Please return all lines from the records below that include the string "should".

(Stored data entries)
#####
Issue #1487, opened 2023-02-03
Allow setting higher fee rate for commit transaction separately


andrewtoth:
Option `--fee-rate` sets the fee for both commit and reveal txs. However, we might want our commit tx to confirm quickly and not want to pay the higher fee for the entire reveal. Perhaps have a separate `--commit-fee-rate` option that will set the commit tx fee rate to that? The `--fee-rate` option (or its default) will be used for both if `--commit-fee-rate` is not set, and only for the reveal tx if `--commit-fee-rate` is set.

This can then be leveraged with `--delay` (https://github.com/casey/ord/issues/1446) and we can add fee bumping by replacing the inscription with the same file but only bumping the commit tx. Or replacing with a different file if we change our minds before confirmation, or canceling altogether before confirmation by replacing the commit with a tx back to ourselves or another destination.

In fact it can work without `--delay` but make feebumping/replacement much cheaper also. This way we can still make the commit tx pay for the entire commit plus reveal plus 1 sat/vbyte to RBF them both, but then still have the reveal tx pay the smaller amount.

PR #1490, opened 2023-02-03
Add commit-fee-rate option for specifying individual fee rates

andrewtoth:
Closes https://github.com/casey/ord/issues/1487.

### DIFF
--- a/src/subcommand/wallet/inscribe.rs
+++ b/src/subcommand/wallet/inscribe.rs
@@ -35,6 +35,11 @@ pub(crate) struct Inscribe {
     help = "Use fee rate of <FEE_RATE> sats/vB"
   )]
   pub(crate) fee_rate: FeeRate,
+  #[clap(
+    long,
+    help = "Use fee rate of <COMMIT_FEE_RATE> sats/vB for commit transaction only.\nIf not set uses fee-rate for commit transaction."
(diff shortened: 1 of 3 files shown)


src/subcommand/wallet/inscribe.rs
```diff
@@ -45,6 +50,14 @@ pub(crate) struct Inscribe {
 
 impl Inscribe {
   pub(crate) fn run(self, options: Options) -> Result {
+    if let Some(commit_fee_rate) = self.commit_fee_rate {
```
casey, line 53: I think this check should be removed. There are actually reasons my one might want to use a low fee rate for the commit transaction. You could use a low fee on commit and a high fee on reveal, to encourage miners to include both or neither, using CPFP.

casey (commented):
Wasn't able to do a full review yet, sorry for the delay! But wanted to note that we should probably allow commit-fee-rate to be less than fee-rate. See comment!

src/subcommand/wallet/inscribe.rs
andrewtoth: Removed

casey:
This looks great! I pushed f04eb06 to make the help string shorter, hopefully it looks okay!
#####
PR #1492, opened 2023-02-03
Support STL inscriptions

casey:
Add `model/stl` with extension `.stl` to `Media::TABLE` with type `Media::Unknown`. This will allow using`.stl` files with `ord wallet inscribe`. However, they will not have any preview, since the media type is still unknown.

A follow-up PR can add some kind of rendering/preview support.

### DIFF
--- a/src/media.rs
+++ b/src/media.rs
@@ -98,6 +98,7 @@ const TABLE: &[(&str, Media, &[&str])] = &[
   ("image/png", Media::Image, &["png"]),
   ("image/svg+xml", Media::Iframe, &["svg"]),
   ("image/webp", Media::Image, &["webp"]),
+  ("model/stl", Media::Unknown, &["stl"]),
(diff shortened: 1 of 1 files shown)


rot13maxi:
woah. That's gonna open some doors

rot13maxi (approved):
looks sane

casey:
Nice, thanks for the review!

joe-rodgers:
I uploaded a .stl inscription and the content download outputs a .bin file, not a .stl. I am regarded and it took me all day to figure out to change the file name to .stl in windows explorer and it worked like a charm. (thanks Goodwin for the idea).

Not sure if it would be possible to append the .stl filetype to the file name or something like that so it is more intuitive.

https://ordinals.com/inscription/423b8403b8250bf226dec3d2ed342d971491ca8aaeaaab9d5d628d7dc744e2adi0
#####
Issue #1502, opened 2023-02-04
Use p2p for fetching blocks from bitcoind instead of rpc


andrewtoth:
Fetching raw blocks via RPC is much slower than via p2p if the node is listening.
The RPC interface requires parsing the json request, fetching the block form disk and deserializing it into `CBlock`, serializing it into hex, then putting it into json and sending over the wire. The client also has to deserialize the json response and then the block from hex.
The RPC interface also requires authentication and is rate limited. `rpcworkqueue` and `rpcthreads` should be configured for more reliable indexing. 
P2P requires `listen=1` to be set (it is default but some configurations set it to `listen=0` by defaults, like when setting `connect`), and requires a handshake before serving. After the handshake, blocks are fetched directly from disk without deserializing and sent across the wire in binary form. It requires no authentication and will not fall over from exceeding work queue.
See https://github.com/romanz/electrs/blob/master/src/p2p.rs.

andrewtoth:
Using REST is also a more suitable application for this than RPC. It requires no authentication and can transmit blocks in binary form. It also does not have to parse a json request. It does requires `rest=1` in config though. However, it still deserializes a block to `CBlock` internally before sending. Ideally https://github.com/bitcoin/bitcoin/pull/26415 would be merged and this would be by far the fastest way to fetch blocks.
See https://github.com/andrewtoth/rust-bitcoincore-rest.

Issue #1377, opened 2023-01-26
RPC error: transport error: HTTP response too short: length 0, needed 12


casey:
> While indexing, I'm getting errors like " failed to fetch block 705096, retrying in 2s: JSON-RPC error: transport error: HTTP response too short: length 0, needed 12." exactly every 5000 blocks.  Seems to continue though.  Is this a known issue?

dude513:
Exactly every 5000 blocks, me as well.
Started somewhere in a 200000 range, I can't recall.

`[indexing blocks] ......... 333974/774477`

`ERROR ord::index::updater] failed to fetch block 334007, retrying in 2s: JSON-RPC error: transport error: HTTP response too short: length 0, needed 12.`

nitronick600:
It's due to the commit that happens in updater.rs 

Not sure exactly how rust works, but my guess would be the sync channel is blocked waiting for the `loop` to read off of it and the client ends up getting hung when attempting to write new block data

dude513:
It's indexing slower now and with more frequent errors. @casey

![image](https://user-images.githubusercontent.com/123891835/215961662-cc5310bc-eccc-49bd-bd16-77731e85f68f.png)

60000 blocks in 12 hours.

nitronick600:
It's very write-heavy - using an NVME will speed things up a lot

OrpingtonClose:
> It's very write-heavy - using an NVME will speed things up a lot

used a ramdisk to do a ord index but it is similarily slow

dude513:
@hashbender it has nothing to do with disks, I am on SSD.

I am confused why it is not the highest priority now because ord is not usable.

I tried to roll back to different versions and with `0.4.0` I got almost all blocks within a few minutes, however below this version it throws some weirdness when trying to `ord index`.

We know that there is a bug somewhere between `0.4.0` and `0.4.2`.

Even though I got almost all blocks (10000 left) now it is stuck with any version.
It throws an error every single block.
#####
ANSWER TO THIS PROBLEM =
casey, line 53: I think this check should be removed. There are actually reasons my one might want to use a low fee rate for the commit transaction. You could use a low fee on commit and a high fee on reveal, to encourage miners to include both or neither, using CPFP.
Wasn't able to do a full review yet, sorry for the delay! But wanted to note that we should probably allow commit-fee-rate to be less than fee-rate. See comment!
The RPC interface also requires authentication and is rate limited. `rpcworkqueue` and `rpcthreads` should be configured for more reliable indexing. 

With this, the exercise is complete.